The Smith family manor was a fortress of silence, buried under a thick shroud of Highland snow that muffled the outside world. Inside the master study, the atmosphere was heavy with the scent of old parchment and cold tea. Gerber Smith sat motionless at his mahogany desk, the flickering candlelight dancing off the rows of memory vials that lined the cabinets behind him. Each silvery thread in those bottles represented a secret, a legacy, or a life—the collective weight of the Wildsmith inheritance.
A soft, rhythmic scratching at the door broke his concentration. A house-elf, dressed in a crisp, tea-towel toga bearing the Smith crest, stepped inside with a deep bow.
"Master, the guests have breached the outer wards. They will be at the hearth in five minutes," the elf squeaked.
Gerber didn't look up immediately. He rubbed his weary eyes. This manor was one of the best-kept secrets in the wizarding world. To the Ministry, it didn't exist. To the rest of the Smith clan, it was a ghost story. Only the inner circle—the true heirs of the Wildsmith name—knew how to find the path through the snow.
"Understood," Gerber rasped. He reached for his teacup, found it cold and bitter, and drained it anyway. The caffeine did little to settle the gnawing unease in his gut. He stood up, his joints popping like dry kindling, and made his way toward the Great Hall.

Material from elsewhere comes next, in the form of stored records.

PR #5485, opened 2023-10-16
Use types from discovery Hetzner when converting configs

marctc:
#### PR Description

The type `hetzner.Role` and constants `HetznerRoleRobot` and `HetznerRoleHcloud` where not exported.
After upgrading Prometheus to last version, those are now exported, therefore we can cleanup the current
code to use the types from Prometheus.

#### PR Checklist

- [ ] CHANGELOG.md updated
- [ ] Documentation added
- [ ] Tests updated


spartan0x117 (approved):
LGTM!

PR #5488, opened 2023-10-16
Make namespace and server optional in discovery nomad

### LINKED ISSUE #5479: Docs feedback: /docs/sources/flow/reference/components/discovery.nomad.md
Looks like `url` and `namespace` parameters are now required in `discover.nomad` while docs still say that they aren't.

I get `Failed to build component: decoding River: missing required attribute "namespace"` error when having just the url set.

marctc:
#### PR Description

Fields `namespace` and `server` from `discovery.nomad` have a default value but
the fields where marked as required. This PR fixes the issue.

Fixes #5479

#### PR Checklist

- [ ] CHANGELOG.md updated
- [ ] Documentation added
- [ ] Tests updated


spartan0x117 (approved):
I think the `docs/sources/flow/reference/components/discovery.nomad.md`'s `Usage` section may also need to be updated to remove the non-required `server` argument?

But LGTM!

PR #5489, opened 2023-10-16
Move GlobalRefMap into service instead of global var.

mattdurham:
#### PR Description

This is mostly a shift from global var to service with ideally no change in behavior. 

#### PR Checklist

- [ ] CHANGELOG.md updated
- [ ] Documentation added
- [ ] Tests updated


mattdurham:
ugh fixing some things when i blindly hit update branch from github ui

component/otelcol/exporter/prometheus/prometheus.go
```diff
@@ -75,7 +76,12 @@ var _ component.Component = (*Component)(nil)
 
 // New creates a new otelcol.exporter.prometheus component.
 func New(o component.Options, c Arguments) (*Component, error) {
-	fanout := prometheus.NewFanout(nil, o.ID, o.Registerer)
+	service, err := o.GetServiceData(labelstore.ServiceName)
+	if err != nil {
+		return nil, err
+	}
+	ls := service.(labelstore.LabelStore)
```
ptodev, line 83: Is this label store still valid even if the config is reloaded? Should we use a new label store instead, and update it in the component's `Update` function?

service/labelstore/service.go
```diff
@@ -0,0 +1,226 @@
...
+		m = &remoteWriteMapping{
+			RemoteWriteID: componentID,
+			localToGlobal: make(map[uint64]uint64),
+			globalToLocal: make(map[uint64]uint64),
+		}
+		s.mappings[componentID] = m
+	}
+
+	labelHash := lbls.Hash()
+	globalID, found := s.labelsHashToGlobal[labelHash]
```
ptodev, line 105: Does this handle hash collisions?

ptodev (commented):
I'm surprised that something like this is global. Isn't there going to be interference between components in certain edge cases? For example, if we have two different scrape -> remote_write pipelines, where there we scrape different endpoints but the metric names and labels are the same? In that case, for example staleness marker won't be applied properly if one series goes stale but the other isn't, and both are series with the same hash but actually come from different endpoints?

component/otelcol/exporter/prometheus/prometheus.go
mattdurham: Services require that items returned from service.data are consistent throughout the lifetime of the process.

service/labelstore/service.go
mattdurham: It does not but its what we have been running for a year or so.

component/otelcol/exporter/prometheus/prometheus.go
ptodev: I wonder if there are situations when this would fail. For example, this scenario might be an issue:
1. An Agent does scrape -> remote_write.
2. The config is reloaded to scrape a different endpoint, but this other endpoint has the same labels and metrics (so the series look the same).
3. At that point, the map would get confused and think that it's still tracking the old series.

I'm not sure if this has any adverse effects, but seems like a weird side-effect. There might be similar side-effects if we reload the config and point it to a different remote_write endpoint too.

mattdurham:
There should be no change to any underlying behavior. Beforehand the globalrefmap was a global var but instead moving it into a service. Its possible in the above scenario with two scrape loops for there to be overlap, though its not an issue today because we haven't wired in staleness markers. Its possible it would be an issue when we do wire them in.

component/otelcol/exporter/prometheus/prometheus.go
mattdurham: That would be fine since in the current iteration they are the same to it and should be. At the heart its a int to string mapping and a int to local remote write int mapping.

service/labelstore/service.go
```diff
@@ -0,0 +1,226 @@
...
+
+// RemoveStaleMarker removes a stale marker
+func (s *service) RemoveStaleMarker(globalRefID uint64) {
+	s.mut.Lock()
+	defer s.mut.Unlock()
+
+	delete(s.staleGlobals, globalRefID)
+}
+
+// staleDuration determines how often we should wait after a stale value is received to GC that value
```
thampiotr, line 185:
```suggestion
// staleDuration determines how long we should wait after a stale value is received to GC that value
```

service/labelstore/service.go
```diff
@@ -0,0 +1,226 @@
...
+var staleDuration = time.Minute * 10
```
thampiotr, line 186: Should we take this opportunity and make this configurable?

service/labelstore/service.go
```diff
@@ -0,0 +1,226 @@
...
+
+// CheckStaleMarkers is called to garbage collect and items that have grown stale over stale duration (10m)
+func (s *service) CheckStaleMarkers() {
```
thampiotr, line 189: `CheckStaleMarkers` doesn't sound like a good name IMO - doesn't reflect that this will delete old markers and garbage-collect effectively. We can call it just `GarbageCollection()` as it may serve multiple purposes.

thampiotr, line 189: This seems to only be called from a test. Shouldn't we have something calling this?

component/otelcol/exporter/prometheus/prometheus.go
thampiotr: > That would be fine since in the current iteration they are the same to it and should be.

I don't follow. Why using a stale LocalRefID, from the previous configuration of a remote_write is not a problem?

component/prometheus/remotewrite/remote_write.go
```diff
@@ -103,10 +112,10 @@ func New(o component.Options, c Arguments) (*Component, error) {
 				return 0, fmt.Errorf("%s has exited", o.ID)
 			}
 
-			localID := prometheus.GlobalRefMapping.GetLocalRefID(res.opts.ID, uint64(globalRef))
+			localID := ls.GetLocalRefID(res.opts.ID, uint64(globalRef))
```
thampiotr, line 115: This `localID` may be for a previous configuration of the component and may no longer be valid. Is that okay?

service/labelstore/service.go
mattdurham: We should but avoiding it for this PR since this is fork lifting functionality with ideally zero change.

component/otelcol/exporter/prometheus/prometheus.go
mattdurham: In the above scenario its the scraper that is changing not the remote_write. In the case of remote_write changing, I don't see anywhere we reset the walStorage in remote_write component on the updating so the local id cache should stay the same.

pkg/flow/componenttest/componenttest.go
```diff
@@ -158,6 +159,9 @@ func (c *Controller) buildComponent(dataPath string, args component.Arguments) (
 		DataPath:      dataPath,
 		OnStateChange: c.onStateChange,
 		Registerer:    prometheus.NewRegistry(),
+		GetServiceData: func(name string) (interface{}, error) {
+			return labelstore.New(nil), nil
+		},
```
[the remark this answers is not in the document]
mattdurham: sounds good

service/labelstore/service.go
mattdurham: Since it the code path is unused and trying to avoid changing behavior would like to push this to another pr.

component/prometheus/remotewrite/remote_write.go
mattdurham: There might be an issue with queue manager and seriesLabels but I think to fix that would require some Prometheus changes. Worst case a series would drop until the wal watcher reread a segment with them. This would also be a bug in our current incarnation.

service/labelstore/service.go
mattdurham: How do you feel about CheckAndRemoveStaleMarkers, I feel GarbageCollection is a bit to general at the moment.

component/prometheus/remotewrite/remote_write.go
thampiotr: True, that would already be a bug :) Maybe we could prevent it by adding a component 'incarnation' ID to the current component ID, so they don't reuse labels when config changes. Let's park this discussion for the future.

service/labelstore/data.go
```diff
@@ -0,0 +1,13 @@
...
+
+type LabelStore interface {
+	GetOrAddLink(componentID string, localRefID uint64, lbls labels.Labels) uint64
+	GetOrAddGlobalRefID(l labels.Labels) uint64
+	GetGlobalRefID(componentID string, localRefID uint64) uint64
+	GetLocalRefID(componentID string, globalRefID uint64) uint64
+	AddStaleMarker(globalRefID uint64, l labels.Labels)
+	RemoveStaleMarker(globalRefID uint64)
+	CheckStaleMarkers()
+}
```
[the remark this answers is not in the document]
mattdurham: Sounds good will do.

mattdurham:
FYI created https://github.com/grafana/agent/issues/5585 to handle wiring up garbage collection.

He arrived just as the fireplace beneath the massive marble mantel erupted. A pillars of emerald-green flame roared upward, and Bard Broad stepped out, stooping slightly to clear the hearth. He was followed almost immediately by Tiberius Ogden and Morg MacDougall.
"The internal Floo?" Gerber asked, his voice echoing in the vast hall. "You're taking a massive risk. The Ministry's surveillance on the network has been tightening since the Quidditch fiasco."
"The Ministry doesn't monitor the Hogwarts-to-Manor line," Bard Broad replied, brushing soot from his heavy travelling cloak. He looked older than he had a month ago, the shadows under his eyes deeper. "Besides, some things shouldn't be whispered in corridors, even magically silenced ones."
Morg MacDougall nodded grimly. "Everyone is here. Let's get to the point. We don't have much time before the castle wards register our absence."
Gerber led them into a smaller, more intimate drawing room. A house-elf appeared silently, deposited a tray of firewhiskey and oatcakes, and vanished before the door even clicked shut.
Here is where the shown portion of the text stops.